Asian outbound M&A is drying up
Global cross-regional M&A deal volume declined for the fifth consecutive year, falling by 20% in 2020, mainly out of Asia-Pacific, driven by increased regulatory scrutiny, the need to localise supply chains and more recently by Covid-19 concerns, according to the newly-released Bain & Company Global M&A Report 2021.
Almost 75% of surveyed M&A practitioners based in Asia-Pacific and Europe, the Middle East and Africa expect an increased focus on domestic or intra-regional deals.
Asian outbound M&A is drying up
As an indication of the localisation, the number of Asian outbound deals into the Americas and Europe fell by 29% year over year in 2020 (see chart). With overall deal value down only 2.5%, Greater China acquirers directed 93% of their deal spending toward domestic companies, with only around 5% going to deals in the Americas and Europe, the Middle East, and Africa. This represents a sharp drop from around 11% in 2019 and roughly 25% in 2016, the peak of Chinese outbound M&A.
Increased regulatory scrutiny
Regulation has steadily expanded well beyond the traditional mandate of assessing the impact of a deal on market power and consumer benefit.
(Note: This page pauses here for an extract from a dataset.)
PR #876, opened 2022-04-26
fix: address.nearbyGPSCoordinate

### LINKED ISSUE #321: Investigate why test address gps coords for non-metric sometimes fails
### Describe the bug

Regulatory powers have moved into concerns such as national interest, data privacy, and the impact on future competition.
In 2020, governments around the world continued to expand their scrutiny of M&A. For example, in May 2020, the German government approved new powers to veto hostile foreign takeover bids for healthcare companies, citing the Covid-19 crisis. The new regulation would apply to non-EU bids for German manufacturers of vaccines, protective equipment, ventilators, medicines, or other supplies. Similarly, the UK government initiated a major upgrade of the takeover law that would allow for extensive scrutiny of cross-border deals in 17 sensitive industries.
The extension of government powers and scrutiny is not limited to healthcare, technology, defense, and other sensitive industries. For example, China Mengniu Dairy was forced to withdraw from its plans to buy Lion Dairy, an Australian beverage business, after getting clear indications that the government would oppose the deal. In the US, the Trump administration mandated that TikTok’s US operations be sold to a US buyer on grounds of national interest, with concerns that user data could be compromised.
In France, LVMH attempted to call off its deal with Tiffany when it received a letter from the French foreign ministry requesting LVMH to delay the purchase. The deal is now completed.
Europe favouring domestic deals
At the same time, however, Europe is lending regulatory support for domestic M&A in some sectors. Recent statements from the European Commission support further domestic consolidation among telecom providers, and the growing regulatory support across regions is encouraging further domestic banking consolidation.
The European regulators also are more open to pan-European deals, which led to announcements such as the Nexi and Nets deal in payments, and payments provider Worldline acquiring fellow French payment technology company, Ingenico. Thales acquired fellow French digital security company, Gemalto, in 2019 to create a global leader in digital identity and security.
Localising Supply Chains
The rising scrutiny on cross-border deals and ongoing US-China trade tensions have already been slowing down cross-regional trade for a few years now. This trend is decisively accelerated by supply chain concerns exposed by the Covid-19 crisis. Nearly 60% of our survey respondents report that the need to localize supply chains will be a significant factor in evaluating deals going forward.
This trend is expected to continue, with increased government scrutiny, such as Biden’s announcement last week that his administration would review the supply chain and dependence on foreign companies for the supply of components in computers, electric cars, pharmaceuticals and military hardware.
As the M&A regulatory landscape continues to evolve, M&A practitioners need to keep up with the latest regulations, both locally and in their addressable markets.